Assignment :: Beneath this task are records; print exactly the stretch of them from the line with "### LINKED ISSUE" through the line with "### Steps to Reproduce", both ends included.

[Information Boundary: Start]

PR #9964, opened 2023-12-04
UI: Save invalid transition source data in safe mode

### LINKED ISSUE #9963: Safe mode removes third-party transitions from scene collection.
### Operating System Info

Ubuntu 22.04

### Other OS

Also windows

### OBS Studio Version

30.0.0

_No response_

### OBS Studio Log URL

https://obsproject.com/logs/mr8PiNv7t9APqOkP

### OBS Studio Crash Log URL

_No response_

### Expected Behavior

Transistions added by third-party plugins should still be present when launching normally, even after launching in safe mode once.

### Current Behavior

After having started in safe mode and closed, on restart, transitions added by third-party plugins have been removed.

### Steps to Reproduce

1. Open OBS and add a third-party transition (typically, move-transition).
2. Close and restart in safe mode.
3. Close and restart in normal mode.
4. Notice the transition isn't there anymore.
...

_No response_

derrod:
### Description

Saves transitions that failed creating the source properly in separate array if safe mode is enabled.

There may be a better way of doing this, hence a draft.

### Motivation and Context

Fixes #9963 

### How Has This Been Tested?

Verified transitions are not removed from JSON anymore.

### Types of changes

### Checklist:

### DIFF
--- a/UI/window-basic-main-transitions.cpp
+++ b/UI/window-basic-main-transitions.cpp
@@ -1779,6 +1779,10 @@ obs_data_array_t *OBSBasic::SaveTransitions()
 		obs_data_array_push_back(transitions, sourceData);
 	}
 
+	for (const OBSDataAutoRelease &transition : safeModeTransitions) {
+		obs_data_array_push_back(transitions, transition);
+	}
+
 	return transitions;
 }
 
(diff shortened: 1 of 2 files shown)


exeldro:
I like the way you made it and think the draft can be removed.

gxalpha:
Do we maybe want to always do this, not just in safe mode? That way if a user temporarily uninstalls a plugin, the transition would also not be gone (kind of how it's done for normal sources).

[Information Boundary: End]

Exercise response ::
### LINKED ISSUE #9963: Safe mode removes third-party transitions from scene collection.
### Operating System Info

Ubuntu 22.04

### Other OS

Also windows

### OBS Studio Version

30.0.0

_No response_

### OBS Studio Log URL

https://obsproject.com/logs/mr8PiNv7t9APqOkP

### OBS Studio Crash Log URL

_No response_

### Expected Behavior

Transistions added by third-party plugins should still be present when launching normally, even after launching in safe mode once.

### Current Behavior

After having started in safe mode and closed, on restart, transitions added by third-party plugins have been removed.

### Steps to Reproduce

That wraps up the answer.